A debate within the stakeholders on Kashmir is need of the hour. Not necessarily the Aman Ki Asha model, neither the misnomer of Kashmiriyat, nor even meetings like those organised annually by Dr. Ghulam Nabi Fai in the Capitol Hill, United States, where he invented reasons to abuse India till he was arrested by FBI on charges of being a Pakistani spy. Interestingly, his list of invitees included reputed names from the Indian media, think-tanks, analysts and of course the separatists.
In the wake of a threatening attack on the first-ever girls rock-band from Kashmir, Pragaash, and an acid attack on a Kashmiri girl which went almost unnoticed and unreported, the debate becomes vital. “I do realize and regret that due to us (Kashmiri Muslim terrorists), Muslims in the rest of India get a bad name”, said Afzal Guru in a confession aired on TV channels soon after he was apprehended in 2001.
The tragedy of intolerance developing in the Kashmiri society, fashioned no doubt by some excesses of the Indian state, is best understood by a Kashmiri axiom ‘anyem soi, wavem soi, lagem soi panesei’, or ‘as you sow, so shall you reap’.
Thanks to the government’s mishandling of Guru’s hanging, it may become an issue of debate and in his death, he may well emerge as the new poster boy of jehad. As Jammu and Kashmir Chief Minister Omar Abdullah put it, the new generation of Kashmiris “who may not have identified with Maqbool Bhat will identify with Afzal Guru”.
Aiding and abetting this sense of alienation are celebrity fiction writers like Arundhati Roy, who remarked famously at an event to discuss Freedom in October 2010 at New Delhi, “bhooka nanga Hindustan, jaan se pyaara Pakistan’ (hunger-stricken and naked India, Pakistan more beloved than life). To prepare such a dangerous cocktail for her Kashmiri brethren in the garb of liberal discourse only does disservice to the idea of human rights and justice. The hollowness of the leftist diatribe, if not put under introspection, may end up aping right-wing fanatical rhetoric and that is not good news.

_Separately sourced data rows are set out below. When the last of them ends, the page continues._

PR #3811, opened 2021-02-15
JsonFactory ordering mechanism

vietj:


vietj:
@cescoffier ping, here is the order mechanism in master

vietj:
@cescoffier can you have a look ?

src/main/java/io/vertx/core/spi/JsonFactory.java
```diff
@@ -21,7 +22,32 @@
...
+
+  /**
+   * The order of the factory. If there is more than one matching factory they will be tried in ascending order.
+   *
+   * @implSpec returns {@link Integer#MAX_VALUE}
+   *
+   * @return  the order
+   */
+  default int order() {
+    return Integer.MAX_VALUE;
```
cescoffier, line 49: Shouldn't you use a lower value?

If an implement omits that method (because it does not care) it will be always used.

cescoffier: Typically in your test, if one of the implementations does not provide the method, it will be first.

cescoffier (changes requested):

src/main/java/io/vertx/core/spi/JsonFactory.java
vietj: actually it sorts by ascending order and takes the first one, so factory that don't implement this will always be chosen last.

cescoffier: Oh sorry! Misread it! 

So all good for me.

cescoffier (approved):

The Indian government may now not just have to open its arms but ears as well by listening to the genuine voices of estrangement coming from various sections of Jammu and Kashmir. The farce of a round-table dialogue which will decide the date of next meeting, does not demonstrate serious engagement.

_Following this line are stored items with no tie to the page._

PR #3813, opened 2021-02-17
feat: completion function to MessageConsumer returns a future

wem:
feat: completion function to MessageConsumer returns a future

Alternative to completionHandler.

Motivation:

https://github.com/vert-x3/vertx-lang-kotlin/issues/190

### DIFF
--- a/src/main/java/io/vertx/core/eventbus/MessageConsumer.java
+++ b/src/main/java/io/vertx/core/eventbus/MessageConsumer.java
@@ -87,8 +87,20 @@ public interface MessageConsumer<T> extends ReadStream<Message<T>> {
    * Optional method which can be called to indicate when the registration has been propagated across the cluster.
    *
    * @param completionHandler the completion handler
+   * @deprecated Please use {@link #registrationCompletion(Handler)} or {@link #registrationCompletion()}
    */
+  @Deprecated
   void completionHandler(Handler<AsyncResult<Void>> completionHandler);
+
+  /**
+   * Optional method which can be called to indicate when the registration has been propagated across the cluster.
+   */
+  void registrationCompletion(Handler<AsyncResult<Void>> completionHandler);
+
+  /**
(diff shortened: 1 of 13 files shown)


src/main/java/io/vertx/core/eventbus/MessageConsumer.java
```diff
@@ -90,6 +90,11 @@
    */
   void completionHandler(Handler<AsyncResult<Void>> completionHandler);
 
+  /**
+   * Like {@link #completionHandler(Handler)} but returns a {@code Future} of the asynchronous result.
+   */
+  Future<Void> completion();
```
vietj, line 96: I think instead we should name it `registrationCompletion`

vietj: to clarify it is related to the consumer registration.

src/main/java/io/vertx/core/eventbus/MessageConsumer.java
```diff
@@ -90,6 +90,11 @@
    */
   void completionHandler(Handler<AsyncResult<Void>> completionHandler);
 
+  /**
+   * Like {@link #completionHandler(Handler)} but returns a {@code Future} of the asynchronous result.
+   */
+  Future<Void> registrationCompletion();
+
```
vietj, line 97: we also need a `registrationCompletion(Handler<AsyncResult<Void>>)` method to go along with this

wem: I think after this round i understand your intention :)

vietj:
can you rebase on latest master ?

vietj:
I think the main issue here is that a consumer can be registered or unregistered multiple times and it is not clear what a registration future would mean, we need to clarify this before taking any action

tsegismont:
Superseded by #4645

In the days ahead it would be a challenge for the Indian government to contain terror groups from expanding and operating through sleeper cells, as happened months and years after the hanging of Maqbool Bhat in 1984. The judge who delivered the verdict, Justice Neelkanth Ganjoo, was mercilessly killed by suspected JKLF terrorists soon after.

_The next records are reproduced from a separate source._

PR #3836, opened 2021-03-08
Fix HttpClientRequest setURI(uri), query(), path()

julianladisch:
* Invalidate query cache in setURI(uri). This fixes a bug
  where query() returns an old and invalid value, the
  new unit test run against the old code demonstrates this.
* Use boolean newQuery to invalidate the query cache as
  HttpUtils.parseQuery(uri) may return null.
* Remove redundant code from path() as
  HttpUtils.parsePath(uri) never returns null.

### DIFF
--- a/src/main/java/io/vertx/core/http/impl/HttpClientRequestBase.java
+++ b/src/main/java/io/vertx/core/http/impl/HttpClientRequestBase.java
@@ -42,7 +42,6 @@ public abstract class HttpClientRequestBase implements HttpClientRequest {
   private String uri;
   private String path;
   private String query;
-  private boolean newQuery = true;
   private final PromiseInternal<HttpClientResponse> responsePromise;
   private Handler<HttpClientRequest> pushHandler;
   private long currentTimeoutTimerId = -1;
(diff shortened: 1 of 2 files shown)


vietj:
I think we can achieve the same without the boolean and simply setting the cached query to null

julianladisch:
@julianladisch wrote in the description:
> Use boolean newQuery to invalidate the query cache as HttpUtils.parseQuery(uri) may return null.

@vietj wrote:
> I think we can achieve the same without the boolean and simply setting the cached query to null

What should happen if HttpUtils.parseQuery(uri) returns null as demonstrated in the `setURI("")` test case? This happens for all URIs that don't contain a `?`.

vietj:
I think it will still work

julianladisch:
Yes, it will return the correct result but it will not cache the result but call HttpUtils.parseQuery(uri) again and again. This happens for the frequent case where the URI doesn't have a `?`.

If we don't care about the query caching then we should completely remove the caching and simply call parseQuery every time.

vietj:
I think then we should simply avoid lazy loading and recompute the cached
value everytime URI is set instead.

vietj:
thanks for the contribution.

Bhat, who was one of the first from the JKLF to cross the Radcliffe Line for training, could well inspire others to do the same; attempt a violent uprising in the name of religion and ensure a recipe for disaster. After all, terrorism, which spread like gangrene, did not mrerely dent Kashmir, it expanded its base to all corners of India, most notably the attack on Parliament in 2011.
Afzal Guru, a bright, educated and fresh-faced Kashmiri, with a family to look after, was emboldened to carry out an attack which in which the chances of success were very indeed very little. As one observer put it, “the hanging has, perhaps, put a question mark over the failure and unwillingness of the political system to bring long-lasting peace in Kashmir.”
The apex court in its decision on Afzal Guru was very clear. “The present case, which has no parallel in the history of Indian Republic, presents us in crystal clear terms, a spectacle of rarest of rare cases”, it said, adding, “the very idea of attacking and overpowering a sovereign democratic institution by using powerful arms and explosives and imperiling the safety of a multitude of peoples’ representatives, constitutional functionaries and officials of Government of India and engaging into a combat with security forces is a terrorist act of gravest severity.” Point is how do you explain it to the bleeding hearts industry?